Performance evaluation of CAD software to support the detection of chronic fibrosing interstitial lung diseases by chest simple X-ray imaging

Not Applicable

• Conditions: Chronic fibrosing interstitial lung diseases

• Registration Number: JPRN-jRCT1032220090
• Lead Sponsor: Honda Seiwa

Brief Summary

This study showed that this program is useful as a fibrotic ILD detection support program for non-specialists. In particular, this program was thought to be useful for preventing oversight of fibrotic ILD by primary care physicians.
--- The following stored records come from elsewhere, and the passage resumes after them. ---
PR #2800, opened 2026-04-13
Fclc 1772/add vcr for e2e

jlhdxw:
## Changes in this PR:

Adds VCR and backfills lots of e2e tests now we aren't loading dynamic data when running these.

This will allow us to slowly migrate to jinja with more confidence.

https://national-archives.atlassian.net/browse/FCLC-1772


.github/workflows/ci.yml
```diff
@@ -276,37 +273,16 @@ jobs:
...
 
-      - name: Run marklogic docker container
-        run: docker compose up -d --wait
-        working-directory: "./marklogic"
-
-      - name: Deploy marklogic configuration
-        run: gradle mlDeploy
-        working-directory: "./marklogic"
-
-      - name: Populate marklogic DB with test data
```
anthonyhashemi, line 303: So was this not adding data to the marklogic instance at all before? Or was because the data is coming from staging or whatever the env vars point to and so isnt necessarily reproducible?

anthonyhashemi (approved):
Thanks for finding and implementing this solution, it is a really smart approach to achieve confidence in our UI without needing a whole large marklogic instance.

I know we already have implemented this in PUI and this is just an equivalent change to EUI and I agree this solves a real problem, but I just wanted to flag that it does feel like a lot of code.

The amount of infra/env‑gated code needed to support VCR suggests the snapshots are living at too high a level.

Longer term, I feel like we could look to move most visual regression coverage to storybook to do component level tests, where test data is simple to provide.

That way we'd reduce this complexity and leave just a small number of E2E tests for genuinely end‑to‑end flows with some basic data seeded in a Marklogic container.

But yeah, I am very happy with this as a solution for now as it gives us great confidence as we start to migrate to jinja components which will in turn leads us to being able to do storybook visual component testing.

.github/workflows/ci.yml
jacksonj04: [This script](https://github.com/nationalarchives/ds-caselaw-marklogic/blob/main/development_scripts/populate_from_caselaw.py) comes from the MarkLogic repo, and just loads up some fixture files. It should be reproducible, _but_ doesn't have good/complex enough fixtures to exercise things we necessarily care about.

anthonyhashemi: ah right, thanks! As mentioned in my other comment, we probably would still like some e2e test connecting to marklogic for verification that we have valid connection but it should hopefully be a very minimal set of tests.  I will wait for this to be merged in so that my PR stops failing: https://github.com/nationalarchives/ds-caselaw-editor-ui/pull/2799 It was failing because it adds marklogic as a container to the docker-compose file like I did in PUI to make it possible for devs to spin up an env with no extra steps - just that one compose file and no access to staging or another repo. The data there is currently empty, but a followup ticket may involve incorporating a version of this populate script for local dev.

Based on the results of the darkening rate and improvement rate, we believe that the benefit of improving interpretation results by using this program in combination is greater than the risk of misdiagnosis.

Detailed Description

Not available

Study Timeline

• Results First Posted: 1900-01-01
• Study Start: 2022-05-25
• Study Completion: 2022-10-21
• Last Update Posted: 17 October 2023

Recruitment & Eligibility

• Status: Complete
• Sex: All
• Target Recruitment: 1307

Inclusion Criteria

1. Images of patients who have been continuously followed up based on imaging findings, subjective symptoms, objective findings, and other test results since the first visit.
2. Images of patients who obtained written or oral informed consent by May 2022 after the approval of this study by the Institutional Review Board at each image collection medical institution.Or images other than the patient who expressed refusal about the image specifications in this study during the same period.
3. Image of a patient over 20 years old at the time of imaging the target image
4. Simple chest X-ray images taken at an imaging medical institution for 6 consecutive months between January 2000 and May 2022
5. Images taken from 100 cm to 200 cm from the X-ray source to the film
6. An image with 1750 x 1750 pixels or more
7. Images that do not deviate from the correction process used in normal medical care

Exclusion Criteria

1. Image with incomplete DICOM information
2. Images not taken in a standing position
3. Images that may be difficult to read due to artifacts, etc.
4. Other images that the principal investigator of the image collection medical institution deems inappropriate

Study & Design

• Study Type: Observational
• Study Design: Not specified

Primary Outcome Measures

Name	Time	Method
A paired t-test is performed on the AUC in the ROC curve with and without CAD based on the reading judgment result of a non-specialist, and a significant improvement with CAD is examined.